6. Migrate the Database
You can follow the steps in Exercise 3 (Create the SQL Database) to create and populate the Azure SQL tables, or you can migrate from your local SQL instance. If you choose to create the table yourself, you may skip this exercise.
Prerequisites
Steps
-
Open the Microsoft Data Migration Assistant.
-
Click the plus sign to start a new project, check Migration, give the project a name and make sure the Source server type is SQL Server
and the Target server type is Azure SQL
with a Migration scope of Schema and data
. Click Create.
-
Fill out the credentials for the source server, click Connect, then select the database you created in Exercise 3. Click Next.
-
Fill out the credentials for the target server (Azure SQL) and click Connect then select the database you created in Exercise 5. Click Next.
-
In the next dialog, make sure only dbo.TodoItems
under Tables
is checked and click Generate SQL script.
-
The next dialog will show you SQL script to create the table. Click Deploy schema to deploy the table to Azure SQL.
-
Verify the deployment was successful, then click Migrate data.
-
Click Start data migration.
-
Verify the migration was successful. You can test the migration by browsing the data in SQL Server Management Studio.
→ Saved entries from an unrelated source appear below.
PR #1029, opened 2019-11-08
Fix comparison operators to treat NULL as False

### LINKED ISSUE #999: Applying a logistic operator on NaN returns None instead of Bool
```python
import pandas as pd
import numpy as np

##### pandas #####

pser = pd.Series([0, 1, 2, np.nan])
>>> pser
0    0.0
1    1.0
2    2.0
3    NaN
dtype: float64

>>> pser == 0
0     True
1    False
2    False
3    False  <- bool
dtype: bool

##### koalas #####

kser = ks.from_pandas(pser)
>>> kser
0    0.0
1    1.0
2    2.0
3    NaN
Name: 0, dtype: float64

>>> kser == 0
0     True
1    False
2    False
3     None  <- not bool
Name: 0, dtype: object
```

harupy:
This PR proposes to:
- Fix column comparison operators to treat NULL as False
- Resolve #999.

## pandas
pandas treats NULL as False
```python
>>> pser
0    0.0
1    1.0
2    2.0
3    NaN
dtype: float64

>>> pser == 0
0     True
1    False
2    False
3    False  <- bool
dtype: bool
```

## Koalas
Koalas currently treats NULL as NULL
```python
>>> kser
0    0.0
1    1.0
2    2.0
3    NaN
Name: 0, dtype: float64

# CURRENT
>>> kser == 0
0     True
1    False
2    False
3     None  <- not bool
Name: 0, dtype: object

# PROPOSED
>>> kser == 0
0     True
1    False
2    False
3    False  <- bool
Name: 0, dtype: bool
```

### DIFF
--- a/databricks/koalas/base.py
+++ b/databricks/koalas/base.py
@@ -60,7 +60,7 @@ def _column_op(f):
             # check if `f` is a comparison operator
             comp_ops = ['eq', 'ne', 'lt', 'le', 'ge', 'gt']
             is_comp_op = any(f == getattr(spark.Column, '__{}__'.format(comp_op))
-                            for comp_op in comp_ops)
+                             for comp_op in comp_ops)
 
             if is_comp_op:
                 filler = f == spark.Column.__ne__
--- a/databricks/koalas/base.py
+++ b/databricks/koalas/base.py
@@ -197,7 +197,7 @@ class IndexOpsMixin(object):
     __pow__ = _column_op(spark.Column.__pow__)
     __rpow__ = _column_op(spark.Column.__rpow__)
 
-    # logistic operators
+    # comparison operators
     __eq__ = _column_op(spark.Column.__eq__)
     __ne__ = _column_op(spark.Column.__ne__)
     __lt__ = _column_op(spark.Column.__lt__)
--- a/databricks/koalas/base.py
+++ b/databricks/koalas/base.py
@@ -61,7 +61,8 @@ def _column_op(f):
             log_ops = ['eq', 'ne', 'lt', 'le', 'ge', 'gt']
             is_log_op = any(f == getattr(spark.Column, f'__{log_op}__') for log_op in log_ops)
             if is_log_op:
-                scol = F.when(scol.isNull(), False).otherwise(scol)
+                filler = f != spark.Column.__ne__
+                scol = F.when(scol.isNull(), filler).otherwise(scol)
 
             return self._with_new_scol(scol)
         else:
--- a/databricks/koalas/base.py
+++ b/databricks/koalas/base.py
@@ -57,13 +57,20 @@ def _column_op(f):
             args = [arg._scol if isinstance(arg, IndexOpsMixin) else arg for arg in args]
             scol = f(self._scol, *args)
 
-            # If f is a logistic operator, fill NULL with False
+            # If f is a logistic operator, fill NULL
             log_ops = ['eq', 'ne', 'lt', 'le', 'ge', 'gt']
             is_log_op = any(f == getattr(spark.Column, '__{}__'.format(log_op))
                             for log_op in log_ops)
+
             if is_log_op:
                 filler = f == spark.Column.__ne__
                 scol = F.when(scol.isNull(), filler).otherwise(scol)
+
+            elif f == spark.Column.__or__:
+                scol = F.when(self._scol.isNull() | scol.isNull(), False).otherwise(scol)
+
+            elif f == spark.Column.__and__:
+                scol = F.when(scol.isNull(), False).otherwise(scol)
 
             return self._with_new_scol(scol)
         else:
--- a/databricks/koalas/base.py
+++ b/databricks/koalas/base.py
@@ -57,7 +57,7 @@ def _column_op(f):
             args = [arg._scol if isinstance(arg, IndexOpsMixin) else arg for arg in args]
             scol = f(self._scol, *args)
 
-            # If f is a logistic operator, fill NULL
+            # check if f is a logistic operator
             log_ops = ['eq', 'ne', 'lt', 'le', 'ge', 'gt']
             is_log_op = any(f == getattr(spark.Column, '__{}__'.format(log_op))
                             for log_op in log_ops)
--- a/databricks/koalas/base.py
+++ b/databricks/koalas/base.py
@@ -61,7 +61,7 @@ def _column_op(f):
             log_ops = ['eq', 'ne', 'lt', 'le', 'ge', 'gt']
             is_log_op = any(f == getattr(spark.Column, f'__{log_op}__') for log_op in log_ops)
             if is_log_op:
-                filler = f != spark.Column.__ne__
+                filler = f == spark.Column.__ne__
                 scol = F.when(scol.isNull(), filler).otherwise(scol)
 
             return self._with_new_scol(scol)
--- a/databricks/koalas/base.py
+++ b/databricks/koalas/base.py
@@ -59,7 +59,8 @@ def _column_op(f):
 
             # If f is a logistic operator, fill NULL with False
             log_ops = ['eq', 'ne', 'lt', 'le', 'ge', 'gt']
-            is_log_op = any(f == getattr(spark.Column, f'__{log_op}__') for log_op in log_ops)
+            is_log_op = any(f == getattr(spark.Column, '__{}__'.format(log_op))
+                            for log_op in log_ops)
             if is_log_op:
                 filler = f == spark.Column.__ne__
                 scol = F.when(scol.isNull(), filler).otherwise(scol)
--- a/databricks/koalas/base.py
+++ b/databricks/koalas/base.py
@@ -57,6 +57,12 @@ def _column_op(f):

Now that the Azure SQL database is ready, you deploy the function to Azure.
7. Deploy the Project to Azure
In this exercise, you use the built-in Visual Studio tools to create a function app and app service plan and deploy your function to the cloud.
-
Inside Visual Studio, from the Solution Explorer, right-click on the project name and choose Publish....
-
Choose Azure Function App, check Create New, and click Publish.
-
Give the app a unique name, choose your Subscription, and select the same Resource Group that you used for the Azure SQL Server. For App Service Plan click New....
-
Give the plan a unique name, choose the Location, and pick Consumption for the Size. Click OK.
-
Back in the Create App Service dialog, click Create.
-
The publish shows build output and eventually the text Publish completed.
when it's done.
-
Open your Azure SQL Database in the Azure portal and navigate to Connection Strings. Copy the connection string for ADO.NET.
-
Navigate to the function app in the portal. Click Application settings.
-
Scroll to the Connection strings section. Click + Add new connection string. Type TodoContext
for the name, paste the value from step 7 (be sure to update {your_username}
and {your_password}
to the correct values), and set the type to SQLAzure.
-
Above the Connection strings section is Application settings. Note the AccountName
from the AzureWebJobsStorage
entry to get the storage account name.
-
Scroll to the top and click Save.
Everything has been deployed and configured in Azure. In the next step, you will create the import
container and upload files to test the cloud implementation.
8. Test Uploads
Now the function app is deployed and configured. This last exercise helps you create a blog container, upload the file, and test the processing trigger.
-
Navigate to the storage account from Step 10. It should be the only storage account in your resource group. Click on Blobs.
-
From the Blob service page, click + Container to add a new container.
-
Type import for the name, leave Public access level at Private (no anonymous access)
and click OK.
-
Once the container is created, click on the container name (import
) to open the container, then click Upload.
-
Click the folder to browse to the GoodData.csv file, choose the file and click Upload.
-
Navigate back to the function app and click Monitor.
-
Wait for the logs to appear (use the Refresh button if necessary). After the log appears, click on the log entry to view the log information and verify the data was inserted.
-
Use SQL Server Management Server to verify the records.
-
Repeat Steps 4 - 7 with the BadData.csv file.
Congratulations! You have successfully completed this lab to create a serverless function that imports files into a SQL database.